A These are two completely different situations that are neither equivalent nor interchangeable. Pancreatin at 2000 units/L can only be used if there is evidence of cross-linking in gelatin capsules or dosage forms coated with gelatin during the dissolution testing (see more details in the USP general chapter <711> Dissolution). The composition of simulated intestinal fluid uses a weight of pancreatin with enzymatic activity within a certain range.
Q Is it necessary to do manual sampling with the dissolution equipment in motion? Does the rotation influence the results? We need to perform a dissolution test with manual sampling with only one sampling point at 30 min. The test ends after 30 min. Is it possible to stop the rotation of the equipment at 30 min and then withdraw the sample? If not, could you explain why the sampling should be performed with the paddles rotating?
A No, you cannot stop the agitation when sampling. The sample needs to be representative of the entire content of the dissolution vessel. Therefore, the sampling needs to be done with the agitation in motion to maintain homogeneity. Remember that the dissolution process is continuing as long as there is undissolved drug substance. Therefore, sampling should be done from the medium that is being mixed.
Q For a dissolution test that has a single time point of 15 minutes, the ± 2% time range as recommended by the USP general chapter <711> Dissolution makes manual sampling for all the vessels really difficult to perform. . How can manual sampling be performed in these situations?
A A 2% tolerance for 15 minutes is no more than 18 seconds. Check with the technical support of the vendors of your dissolution equipment to see if the equipment supports staggered introduction of the sample. If so, the sampling can be done conforming to the 18-s time tolerance but still will need to be done at a fast pace.

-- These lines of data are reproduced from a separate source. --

PR #6223, opened 2016-08-31
[core] rate limit handling on online file source

### LINKED ISSUE #5821: Offline region download hits Mapbox API rate limits for sprites
**Platform:** Android
**Mapbox SDK version:** 4.1.0

### Steps to trigger behavior

 1. Create a new offline region of any size using a style that relies on Mapbox-hosted sprites and tilesets.
 2. Start downloading it.
 3. Watch for error message `Failed to load sprite: HTTP status code 429`

### Expected behavior
SDK does not trigger API rate limits.

### Actual behavior
Sometimes, but not always, you see the 429 response, which must mean that the SDK is kicking off requests faster than the API allows.

### Question
We are killing the offline download whenever an error occurs. For errors like this, does the SDK retry downloading the asset after reporting the 429 response, or is killing on the first error the correct way to handle them?

ivovandongen:
Fixes #5821

### DIFF
--- a/include/mbgl/storage/response.hpp
+++ b/include/mbgl/storage/response.hpp
@@ -2,6 +2,7 @@
 
 #include <mbgl/util/chrono.hpp>
 #include <mbgl/util/optional.hpp>
+#include <mbgl/util/variant.hpp>
 
 #include <string>
 #include <memory>
@@ -45,15 +46,18 @@ public:
         NotFound = 2,
         Server = 3,
         Connection = 4,
+        RateLimit = 5,
         Other = 6,
     } reason = Reason::Other;
 
     // An error message from the request handler, e.g. a server message or a system message
     // informing the user about the reason for the failure.
     std::string message;
+    
+    optional<Timestamp> retryAfter;
 
 public:
-    Error(Reason, std::string = "");
+    Error(Reason, std::string = "", optional<Timestamp> = {});
 };
 
 std::ostream& operator<<(std::ostream&, Response::Error::Reason);
--- a/platform/default/http_file_source.cpp
+++ b/platform/default/http_file_source.cpp
@@ -4,6 +4,7 @@
 #include <mbgl/platform/log.hpp>
 
 #include <mbgl/util/util.hpp>
+#include <mbgl/util/optional.hpp>
 #include <mbgl/util/run_loop.hpp>
 #include <mbgl/util/string.hpp>
 #include <mbgl/util/timer.hpp>
@@ -79,6 +80,9 @@ private:
     // Will store the current response.
     std::shared_ptr<std::string> data;
     std::unique_ptr<Response> response;
+
+    optional<std::string> retryAfter;
+    optional<std::string> xRateLimitReset;
 
     CURL *handle = nullptr;
     curl_slist *headers = nullptr;
@@ -325,6 +329,10 @@ size_t HTTPRequest::headerCallback(char *const buffer, const size_t size, const 
     } else if ((begin = headerMatches("expires: ", buffer, length)) != std::string::npos) {
         const std::string value { buffer + begin, length - begin - 2 }; // remove \r\n
         baton->response->expires = Timestamp{ Seconds(curl_getdate(value.c_str(), nullptr)) };
+    } else if ((begin = headerMatches("retry-after: ", buffer, length)) != std::string::npos) {
+        baton->retryAfter = std::string(buffer + begin, length - begin - 2); // remove \r\n
+    } else if ((begin = headerMatches("x-rate-limit-reset: ", buffer, length)) != std::string::npos) {
+        baton->xRateLimitReset = std::string(buffer + begin, length - begin - 2); // remove \r\n
     }
 
     return length;
@@ -372,6 +380,10 @@ void HTTPRequest::handleResult(CURLcode code) {
         } else if (responseCode == 404) {
             response->error =
                 std::make_unique<Error>(Error::Reason::NotFound, "HTTP status code 404");
+        } else if (responseCode == 429) {
+            response->error =
+                std::make_unique<Error>(Error::Reason::RateLimit, "HTTP status code 429",
+                                        http::parseRetryHeaders(retryAfter, xRateLimitReset));
         } else if (responseCode >= 500 && responseCode < 600) {
             response->error =
                 std::make_unique<Error>(Error::Reason::Server, std::string{ "HTTP status code " } +
--- a/platform/qt/src/http_request.cpp
+++ b/platform/qt/src/http_request.cpp
@@ -3,6 +3,7 @@
 
 #include <mbgl/storage/response.hpp>
 #include <mbgl/util/chrono.hpp>
+#include <mbgl/util/optional.hpp>
 #include <mbgl/util/http_header.hpp>
 #include <mbgl/util/string.hpp>
 
@@ -68,6 +69,8 @@ void HTTPRequest::handleNetworkReply(QNetworkReply *reply)
     }
 
     QPair<QByteArray, QByteArray> line;
+    optional<std::string> retryAfter;
+    optional<std::string> xRateLimitReset;
     foreach(line, reply->rawHeaderPairs()) {
         QString header = QString(line.first).toLower();
 
@@ -79,6 +82,10 @@ void HTTPRequest::handleNetworkReply(QNetworkReply *reply)
             response.expires = http::CacheControl::parse(line.second.constData()).toTimePoint();
         } else if (header == "expires") {
             response.expires = util::parseTimestamp(line.second.constData());
+        } else if (header == "retry-after") {
+            retryAfter = std::string(line.second.constData(), line.second.size());
+        } else if (header == "x-rate-limit-reset") {
+            xRateLimitReset = std::string(line.second.constData(), line.second.size());
         }
     }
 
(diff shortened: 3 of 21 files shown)


ivovandongen:
I've implemented the core and platform specifics. All platforms, expect for Android, have the same unit test. It would be nice to also test this against an actual server with a low rate limit as well, just to be sure.

- @jfirebaugh Can you take a look at the core stuff?
- @tmpsantos Same for linux/QT?
- @frederoni iOS/macOS?
- @zugaldia Android?

include/mbgl/storage/response.hpp
```diff
@@ -45,15 +46,24 @@ class Response::Error {
...
 
 public:
-    Error(Reason, std::string = "");
+    //Either; a HttpDate, seconds from now or a Timestamp
+    using RetryAfter = mbgl::variant<std::string, std::chrono::seconds, Timestamp>;
+    
+    Error(Reason, std::string = "", optional<RetryAfter> = {});
+    
+private:
+    optional<Timestamp> parseRetryAfter(const optional<RetryAfter> retryAfter_) const;
```
jfirebaugh: Can you move this to `http_header.hpp` and make the signature:

```
optional<Timestamp> parseRetryHeaders(const optional<std::string>& retryAfter,
                                      const optional<std::string>& xRateLimitReset);
```

Advantages:
* No need for `RetryAfter` type
* Factor conditional and integer conversion logic from individual SDK implementations

test/storage/online_file_source.cpp
```diff
@@ -359,3 +359,56 @@ TEST(OnlineFileSource, TEST_REQUIRES_SERVER(NetworkStatusOnlineOffline)) {
 
     loop.run();
 }
+
+TEST(OnlineFileSource, TEST_REQUIRES_SERVER(RateLimit)) {
```
jfirebaugh: We shouldn't add any more timing-dependent tests to the test suite. The ones we have already spuriously fail intermittently (as will most any timing-dependent test, eventually).

Instead, how about making `errorRetryTimeout` public and unit testing it instead?

ivovandongen:
@jfirebaugh Thanks for taking a look. I've changed the implementations and will rework the tests.

ivovandongen:
@jfirebaugh 
- I've extracted the timeout functions to a header in src/util so it is testable, didn't want to add it to the public header as it is not quite public api. Let me know if this isn't what you had in mind.
- I kept the integration tests so that the platform bindings are tested as well.
- I've added unit tests on the timeout functions directly. 

When writing the unit tests I ran into a little issue where the the timeout became negative on high number of errors as the sign bit flipped ([here](https://github.com/mapbox/mapbox-gl-native/blob/e1a6795a73af844ff63d99b35fb4695177d9494d/platform/default/online_file_source.cpp#L206) among others). Changed all three exponential backoffs so that doesn't happen (`1` -> `1u`) [here](https://github.com/mapbox/mapbox-gl-native/blob/1eebf712623fb7f9cd85a6aac2ba124663216a84/src/mbgl/util/http_timeout.hpp#L14)

src/mbgl/util/http_header.cpp
```diff
@@ -28,6 +28,24 @@ CacheControl CacheControl::parse(const std::string& value) {
 optional<Timestamp> CacheControl::toTimePoint() const {
     return maxAge ? util::now() + Seconds(*maxAge) : optional<Timestamp>{};
 }
+    
+optional<Timestamp> parseRetryHeaders(const optional<std::string>& retryAfter,
+                                      const optional<std::string>& xRateLimitReset) {
+    optional<Timestamp> result;
```
jfirebaugh: Prefer early returns to temporary variables:

```
if (!retryAfter) {
    return ...;
}

try {
    return ...;
} catch ... {
    return ...;
}
```

src/mbgl/util/http_header.cpp
```diff
@@ -28,6 +28,24 @@ CacheControl CacheControl::parse(const std::string& value) {
...
+    
+    if(retryAfter) {
+        try {
+            auto secs = std::chrono::seconds(std::stoi(*retryAfter));
+            result = std::chrono::time_point_cast<Seconds>(std::chrono::system_clock::now() + secs);
+        } catch (std::invalid_argument) {
```
jfirebaugh: `stoi` can also throw `std::out_of_range`. It's probably best to use `catch (...)` here.

src/mbgl/util/http_header.cpp
```diff
@@ -28,6 +28,24 @@ CacheControl CacheControl::parse(const std::string& value) {
...
+            result = util::parseTimestamp((*retryAfter).c_str());
+        }
+    } else if(xRateLimitReset) {
+        result = util::parseTimestamp(std::stoi(*xRateLimitReset));
```
jfirebaugh: Need to handle exceptions from `std::stoi` here.

jfirebaugh: Hmm, actually, do we want `parseRetryHeaders` to swallow malformed header values? I'm not sure. What does existing code do in the case of malformed `Cache-Control`, etc.?

src/mbgl/util/http_timeout.hpp
```diff
@@ -0,0 +1,43 @@
+#pragma once
+
+#include <mbgl/storage/response.hpp>
+#include <mbgl/util/optional.hpp>
+#include <mbgl/util/chrono.hpp>
+
+namespace mbgl {
+namespace http {
+
+static Duration errorRetryTimeout(Response::Error::Reason failedRequestReason, uint32_t failedRequests, optional<Timestamp> retryAfter = {}) {
```
jfirebaugh: Using an internal header for the method declaration is 👍 , but the definition should go in a sibling http_timeout.cpp file. And then remove `static` here.

src/mbgl/util/http_timeout.hpp
```diff
@@ -0,0 +1,43 @@
...
+
+    if (failedRequestReason == Response::Error::Reason::Server) {
+        // Retry after one second three times, then start exponential backoff.
+        return Seconds(failedRequests <= 3 ? 1 : 1u << std::min(failedRequests - 3, 31u));
```
jfirebaugh: Nice catch on the signed integer overflow!

src/mbgl/util/http_header.cpp
```diff
@@ -28,6 +28,26 @@ CacheControl CacheControl::parse(const std::string& value) {
 optional<Timestamp> CacheControl::toTimePoint() const {
     return maxAge ? util::now() + Seconds(*maxAge) : optional<Timestamp>{};
 }
+    
+optional<Timestamp> parseRetryHeaders(const optional<std::string>& retryAfter,
+                                      const optional<std::string>& xRateLimitReset) {
+    if(retryAfter) {
```
tmpsantos: nit, missing space after `if`

src/mbgl/util/http_header.cpp
```diff
@@ -28,6 +28,26 @@ CacheControl CacheControl::parse(const std::string& value) {
...
+        try {
+            auto secs = std::chrono::seconds(std::stoi(*retryAfter));
+            return std::chrono::time_point_cast<Seconds>(std::chrono::system_clock::now() + secs);
+        } catch (...) {
+            return util::parseTimestamp((*retryAfter).c_str());
+        }
+    } else if(xRateLimitReset) {
```
tmpsantos: ditto.

src/mbgl/util/http_timeout.cpp
```diff
@@ -0,0 +1,39 @@
...
+    } else if (failedRequestReason == Response::Error::Reason::Connection) {
+        // Immediate exponential backoff.
+        assert(failedRequests > 0);
+        return Seconds(1u << std::min(failedRequests - 1, 31u));
+    } else if (failedRequestReason == Response::Error::Reason::RateLimit) {
+        if (retryAfter) {
+            return *retryAfter - util::now();
+        } else {
+            //Default
+            return Seconds(5);
```
tmpsantos: Move the magic constant to `./include/mbgl/util/constants.hpp`. We already have similar things like `CLOCK_SKEW_RETRY_TIMEOUT` there.

platform/qt/src/http_request.cpp
```diff
@@ -79,7 +82,12 @@ void HTTPRequest::handleNetworkReply(QNetworkReply *reply)
             response.expires = http::CacheControl::parse(line.second.constData()).toTimePoint();
         } else if (header == "expires") {
             response.expires = util::parseTimestamp(line.second.constData());
+        } else if (header == "retry-after") {
+            retryAfter = std::string(line.second.constData(), line.second.size());
+        } else if (header == "x-rate-limit-reset") {
+            xRateLimitReset = std::string(line.second.constData(), line.second.size());
         }
+
```
tmpsantos: Not needed.

platform/default/http_file_source.cpp
```diff
@@ -325,8 +329,13 @@ size_t HTTPRequest::headerCallback(char *const buffer, const size_t size, const
     } else if ((begin = headerMatches("expires: ", buffer, length)) != std::string::npos) {
         const std::string value { buffer + begin, length - begin - 2 }; // remove \r\n
         baton->response->expires = Timestamp{ Seconds(curl_getdate(value.c_str(), nullptr)) };
+    } else if ((begin = headerMatches("retry-after: ", buffer, length)) != std::string::npos) {
+        baton->retryAfter = std::string(buffer + begin, length - begin - 2); // remove \r\n
+    } else if ((begin = headerMatches("x-rate-limit-reset: ", buffer, length)) != std::string::npos) {
+        baton->xRateLimitReset = std::string(buffer + begin, length - begin - 2); // remove \r\n
     }
 
+
```
tmpsantos: Not needed.

tmpsantos:
Thanks for adding more tests!

ivovandongen:
@tmpsantos Thanks for the review! Made the changes as suggested. Waiting on CI and then I'll merge.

Q Can we use soap to clean the dissolution vessels?
A Be aware that soaps can leave residue on the vessel walls. This can cause interference with the dissolution samples. If soaps are used, a cleaning procedure needs to be developed. The vessels can also be cleaned with organic solvents or a mixture of organic solvents and water or buffers. Any cleaning procedure should not leave residue that interferes with the dissolution test.
Q We submitted a study of solubility determination to a regulatory agency and it was not accepted. The regulatory agency stated that our solubility results were not appropriate because they were determined after 24 hours only with no demonstration of equilibrium. What is the appropriate solubility determination procedure?

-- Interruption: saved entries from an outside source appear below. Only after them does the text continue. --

PR #6231, opened 2016-09-01
[ios] Silence MGLCalloutView related warnings in tests

boundsj:
The annotation view test uses a fake MGLTestCalloutView that declares conformance to the MGLCalloutView protocol. However, several properties and a method were not implemented in the test which caused several warnings that were visible if you compiled the SDK tests. This change stubs out the properties and method so the warnings go away.

cc @frederoni @1ec5


1ec5:
👍

PR #6249, opened 2016-09-05
Improve naming in Source

kkaefer:
There are some very generic terms like `update` used in `Source` member functions names. Instead, we should explicitly name these functions after what they are updating.

### DIFF
--- a/src/mbgl/style/source_impl.cpp
+++ b/src/mbgl/style/source_impl.cpp
@@ -77,11 +77,9 @@ const std::map<UnwrappedTileID, RenderTile>& Source::Impl::getRenderTiles() cons
     return renderTiles;
 }
 
-bool Source::Impl::update(const UpdateParameters& parameters) {
-    bool allTilesUpdated = true;
-
-    if (!loaded || parameters.animationTime <= updated) {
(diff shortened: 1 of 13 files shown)


src/mbgl/style/source_impl.cpp
```diff
@@ -77,11 +77,9 @@ const std::map<UnwrappedTileID, RenderTile>& Source::Impl::getRenderTiles() cons
     return renderTiles;
 }
 
-bool Source::Impl::update(const UpdateParameters& parameters) {
-    bool allTilesUpdated = true;
-
-    if (!loaded || parameters.animationTime <= updated) {
```
jfirebaugh: Why did you remove the second conditional?

kkaefer: Because it's never triggered

jfirebaugh: Ok, I thought I remembered this being added somewhat recently for a specific reason, but it seems to date back to ba4294ae0c06c1ed160f0be47863c9515da8d403, which isn't clear about the purpose. If you assert it's no longer necessary I believe you. 😄

PR #8325, opened 2017-03-08
Pin Android NDK version

kkaefer:
The [Android NDK r14 was released a few days ago](https://developer.android.com/ndk/downloads/revision_history.html) and ships with Clang 3.9, which [seems to have a regression around undefined variable template error message](https://github.com/mapbox/mapbox-gl-native/issues/7702).


kkaefer:
hardcoded local path in the previous commit.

A The shake-flask method or solubility at equilibrium is typically used. To demonstrate equilibrium, you need to have similar results for determinations at two consecutive time points. Until that is observed, the procedure is continued for a longer period with quantification at appropriate intervals. See the proposal for a new USP general chapter <1236> Solubility Measurements in Pharmacopeial Forum, available free of charge at www.usppf.com and the WHO Protocol to conduct equilibrium solubility experiments available at http://www.who.int/medicines/areas/quality_safety/quality_assurance/03_07_18_qas_17_699_rev_2_protocol_equilibrium_solubility_experiments.pdf
Q Is there any need to observe the dosage form behavior during the disintegration test or is it sufficient to check the sample only at the end of the test?

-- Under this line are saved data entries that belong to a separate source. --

PR #8332, opened 2017-03-09
[android] - NPX mapZoomButtonController

### LINKED ISSUE #8326: MapBoxView does crash on visibility="gone"
**Platform:** Android
**Mapbox SDK version:** 5.0.0-beta.1

### Steps to trigger behavior

 1. Do something like
```
   <com.mapbox.mapboxsdk.maps.MapView
        android:id="@+id/mapView"
        android:layout_width="fill_parent"
        android:layout_height="fill_parent"
        android:background="@color/transparent"
        android:visibility="gone" <<<<<<<<<
      />
```

 2. Try to open that view
 3. You get a crash, with a NPE in

MapView:
```
  // Called when view is hidden and shown
  @Override
  protected void onVisibilityChanged(@NonNull View changedView, int visibility) {
    if (isInEditMode()) {
      return;
    }
    >>>>>the mapZoomButtonController is NULL
    mapZoomButtonController.setVisible(visibility == View.VISIBLE);
  }
```

### Expected behavior
View is hidden
### Actual behavior
NPE crashing

tobrun:
closes #8326

### DIFF
--- a/platform/android/MapboxGLAndroidSDK/src/main/java/com/mapbox/mapboxsdk/maps/MapView.java
+++ b/platform/android/MapboxGLAndroidSDK/src/main/java/com/mapbox/mapboxsdk/maps/MapView.java
@@ -521,13 +521,15 @@ public class MapView extends FrameLayout {
   @CallSuper
   protected void onDetachedFromWindow() {
     super.onDetachedFromWindow();
-    mapZoomButtonController.setVisible(false);
+    if (mapZoomButtonController != null) {
+      mapZoomButtonController.setVisible(false);
+    }
   }
 
   // Called when view is hidden and shown
   @Override
   protected void onVisibilityChanged(@NonNull View changedView, int visibility) {
-    if (isInEditMode()) {
+    if (isInEditMode() || mapZoomButtonController == null) {
       return;
     }
     mapZoomButtonController.setVisible(visibility == View.VISIBLE);


platform/android/MapboxGLAndroidSDK/src/main/java/com/mapbox/mapboxsdk/maps/MapView.java
```diff
@@ -521,13 +521,15 @@ public void onSurfaceTextureUpdated(SurfaceTexture surface) {
   @CallSuper
   protected void onDetachedFromWindow() {
     super.onDetachedFromWindow();
-    mapZoomButtonController.setVisible(false);
+    if (mapZoomButtonController != null) {
```
Guardiola31337: What do you think of moving the check into a `private` method?
- It increases the chances that other methods can use a method when the method is finely grained.
- It allows the higher-level methods to read more like a series of comments (`public` methods should look like pseudo code, without language statements, etc.).

platform/android/MapboxGLAndroidSDK/src/main/java/com/mapbox/mapboxsdk/maps/MapView.java
```diff
@@ -521,13 +521,15 @@ public void onSurfaceTextureUpdated(SurfaceTexture surface) {
...
+      mapZoomButtonController.setVisible(false);
+    }
   }
 
   // Called when view is hidden and shown
   @Override
   protected void onVisibilityChanged(@NonNull View changedView, int visibility) {
-    if (isInEditMode()) {
+    if (isInEditMode() || mapZoomButtonController == null) {
```
Guardiola31337: What do you think of introducing a _explaining variable_ here?
_Explaining variables_ are particularly valuable with conditional logic in which it is useful to take each clause of a condition and explain what the condition means with a well-named temp.
What about putting the result of the expression in a temp variable with a name that explains the purpose?

platform/android/MapboxGLAndroidSDK/src/main/java/com/mapbox/mapboxsdk/maps/MapView.java
tobrun: Guidelines indicate avoiding internal getters and setters: https://developer.android.com/training/articles/perf-tips.html#GettersSetters

platform/android/MapboxGLAndroidSDK/src/main/java/com/mapbox/mapboxsdk/maps/MapView.java
tobrun: I'm not seeing the added benefit here for null checking as:

```
boolean mapboxZoomButtonControllerIsNotNull = mapbooxZoomButtonController == null;
if(isInEditMode() || mapboxZoomButtonControllerIsNotNull){
   ///
}
```

imo this is harder to read as a simple null check, happy to hear the thoughts of @mapbox/android on this.

zugaldia: Agree with the value of explaining variables but at the same time I also think the code is well readable as it is.

platform/android/MapboxGLAndroidSDK/src/main/java/com/mapbox/mapboxsdk/maps/MapView.java
tobrun: Also happy to hear @mapbox/android on this as well

platform/android/MapboxGLAndroidSDK/src/main/java/com/mapbox/mapboxsdk/maps/MapView.java
tobrun: just to clarify, I also completely agree if there is more to it than just null checking but this just feels weird to write/read:
```
boolean something = somehtinToTest == null;
```

platform/android/MapboxGLAndroidSDK/src/main/java/com/mapbox/mapboxsdk/maps/MapView.java
tobrun: If we would go this route, we should  move MapboxZoomButtonController to a seperate component.

platform/android/MapboxGLAndroidSDK/src/main/java/com/mapbox/mapboxsdk/maps/MapView.java
Guardiola31337: Expressions can become very complex and hard to read. You quickly end up with a pretty long condition. What about extracting the condition into a query?

tobrun: agree that they can become complex. The way how I see it, one condition ok, two condition ok, three condition -> time to apply suggestion from https://github.com/mapbox/mapbox-gl-native/pull/8332#discussion_r105248115.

A It Idepends on the purpose of the test. Using a validated quality control method, it may be enough to check if the dosage form is completely disintegrated by the specified time. For development/investigational purposes, you may need to observe the entire disintegration process or at least track the time that the individual units are disintegrated. By the nature of the test, the disintegrating samples make observation difficult while the test is ongoing. An apparatus with automated endpoint detection is available on the market.